Democratic Senator Cory Booker abandons Race for White House
New Jersey Senator Cory Booker on Monday, 13, left the democratic party nomination for the White House in the November elections against current U.S. President Donald Trump, who is trying to re-election. The financing of his campaign was one of the main factors for the suspension of his pre-campaign candidacy.
"Our campaign has reached the point where we need more money. Money that we don't have and that's harder to get because I won't be in the next debate," he said in a statement released Monday. On the other hand, African-American Booker could not climb the polls, stable 1.8% of voting intentions.
The main pre-candidates still in the Democratic race are former U.S. Vice President Joe Biden,Senators Bernie Sanders and Elizabeth Warren. New York businessman and former Mayor Michael Bloomberg, with own funding and Wall Street taxpayers, has the potential to rise in the polls.
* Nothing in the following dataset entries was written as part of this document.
PR #207, opened 2017-05-19
TDS-999: Feature/exam page wrapper tuning

jeffjohnson9046:
[TDS-999](https://jira.fairwaytech.com/browse/TDS-999):  Query performance tuning for the `ExamPageWrapperQueryRepositoryImpl`.
* Added `exam_id` to the `exam_page_event` and `exam_item_response` tables
* Added indexes to help with the grouping of event records
* Removed `ORDER BY` in queries; we're sorting the `ExamPage` and `ExamItem`s in code after we hydrate the objects

With these changes, the execution plan for the `EXAM_PAGE_WRAPPER_WITH_ITEM_SELECT` query using the various predicates is all green.

### DIFF
--- a/client/src/main/java/tds/exam/ExamItemResponse.java
+++ b/client/src/main/java/tds/exam/ExamItemResponse.java
@@ -14,6 +14,7 @@ import static tds.common.util.Preconditions.checkNotNull;
 public class ExamItemResponse {
     private long id;
     private UUID examItemId;
+    private UUID examId;
     private String response;
     private int sequence;
     private boolean valid;
@@ -31,6 +32,7 @@ public class ExamItemResponse {
     private ExamItemResponse(Builder builder) {
         id = builder.id;
         examItemId = checkNotNull(builder.examItemId);
+        examId = checkNotNull(builder.examId);
         response = checkNotNull(builder.response);
         sequence = builder.sequence;
         valid = builder.valid;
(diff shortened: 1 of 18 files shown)


client/src/main/java/tds/exam/ExamItemResponse.java
```diff
@@ -65,22 +69,27 @@ public static Builder fromExamItemResponse(ExamItemResponse examItemResponse) {
...
 
 
-        public Builder withId(long id) {
+        public Builder withId(final long id) {
             this.id = id;
             return this;
         }
 
-        public Builder withExamItemId(UUID examItemId) {
+        public Builder withExamItemId(final UUID examItemId) {
```
jeffjohnson9046: Add `final` to builder parameters.  Only interesting add here is the `examId`

service/src/test/java/tds/exam/builder/ExamItemResponseBuilder.java
```diff
@@ -35,42 +37,47 @@ public ExamItemResponse build() {
             .build();
     }
 
-    public ExamItemResponseBuilder withId(long id) {
+    public ExamItemResponseBuilder withId(final long id) {
```
jeffjohnson9046: Added `final` to all builder methods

With Booker's departure, the 12 suitors to the Democratic nomination to run for the White House have become less diverse. Among the pre-candidates still vying, only Deval Patrick, former governor of Massachusetts, is black.
Booker tried to build his campaign around a union message. He has always repeated that the November election "will not be a referendum on Donald Trump," but a consultation on "who we should be to each other."
In addition to Booker, two other pre-candidates suspended their campaigns earlier this year: Former Housing Secretary Julian Castro and writer Marianne Williamson. The party's primary begins in February, when Democratic voters go to the polls in Iowa. The process only ends on June 6, when the results of the polls in the Virgin Islands are accounted for.